Ever grand in their ambitions, Allen and his people intended Biosphere 2 to be used by rotating crews for 100 years. Feeling they had one shot to invest their world with life-giving nutrients, they had loaded their soils with compost and rich muck from the bottom of a cattle pond. (Agricultural chemicals used inside might end up in their air and water.) When the air locks closed, soil bacteria had a massive party, exhaling carbon dioxide and tipping the balance the wrong way.
As oxygen was converted to carbon dioxide, free oxygen in the atmosphere declined. By January 1993, Biosphere 2’s carbon dioxide levels were 12 times that of the outside, and oxygen levels were what mountaineers get at 17,000 feet. The crew’s doctor was having trouble adding up simple figures and disqualified himself from duty. So, a year and four months into the mission, tank trucks containing 31,000 pounds of liquid oxygen started driving up the access road to the site.

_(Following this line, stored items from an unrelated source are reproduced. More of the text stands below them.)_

PR #5572, opened 2022-03-18
Use .gitignore file for odo dev

### LINKED ISSUE #5581: odo dev does not use .gitignore to sync files to container
/kind bug

**Operating System:**

Linux Fedora

**Output of `odo version`:**

odo v2.5.0 (5aa1dc1d0)

```
$ odo init --name myapp --devfile go --starter go-starter
$ mkdir -p a/b b
$ echo b/ >> .gitignore
$ odo dev
```

```
$ kubectl exec  deployment/myapp-app -- ls /projects
README.md
a
b
devfile.yaml
go.mod
main
main.go
```

## Actual behavior

`b` directory is present in the container

## Expected behavior

`b` directory should not be synchronized to container.

feloy:
**What type of PR is this:**

/kind bug

This PR makes `odo dev` use the content of `.gitignore` file

Fixes #5581 

**PR acceptance criteria:**

- [ ] Unit test 

- [x] Integration test 

- [ ] Documentation 

Blocked by #5569 to write integration test with `odo dev`

### DIFF
--- a/pkg/dev/dev.go
+++ b/pkg/dev/dev.go
@@ -6,6 +6,7 @@ import (
 	"github.com/redhat-developer/odo/pkg/envinfo"
 
 	"github.com/devfile/library/pkg/devfile/parser"
+	"github.com/devfile/library/pkg/util"
 	"github.com/redhat-developer/odo/pkg/devfile/adapters"
 	"github.com/redhat-developer/odo/pkg/devfile/adapters/common"
 	"github.com/redhat-developer/odo/pkg/devfile/adapters/kubernetes"
@@ -26,7 +27,7 @@ func NewDevClient(watchClient watch.Client) *DevClient {
 	}
 }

The story of fresh-faced idealists getting taken down a notch played well in the media. For two years the glass walls of Biosphere 2 were lined with TV cameras and tourists. The crew’s lives turned into reality TV. In fact, the producers of the world’s first reality TV show, Big Brother, which aired in the Netherlands in 1999, acknowledged Biosphere 2 as their inspiration. True to reality TV’s typical plotline, months cooped up together while struggling with their atmosphere and hunger and being filmed by well-fed people led to squabbles among the Biospherians. They emerged from the air lock in September 1993 in two groups of four who weren’t speaking. Organizational cracks opened between them and their advisory scientists and extended into their relationship with Ed Bass. Originally budgeted at $30 million, Biosphere 2 had already cost a reported $200 million. By the time a second crew took its place inside, Bass had had enough. On April 1, 1994, his bankers, accompanied by carloads of armed federal marshals and sheriff’s deputies, swept into the site with a restraining order. The second crew lingered inside Biosphere 2 for another five months and 16 days before terminating its mission.
Biosphere 2, it was widely reported, was a catastrophe. In 1999, when Time did its fin de siècle summary of the 20th century, it included Biosphere 2 in its list of the worst 100 ideas.
With the biospherians ejected from their eden, Bass’s people began looking for a new entity to operate the facility. Eventually they struck a deal with Columbia University. The new director of research was Wally Broecker, who had coined the term “global warming” two decades earlier. Here was a gigantic laboratory flask with a whole tropical forest and an ocean inside it—models of what many scientists suspected were the two biggest carbon sinks in the world. By 1995, when the deal was closed, Broecker was not alone in his sense of urgency.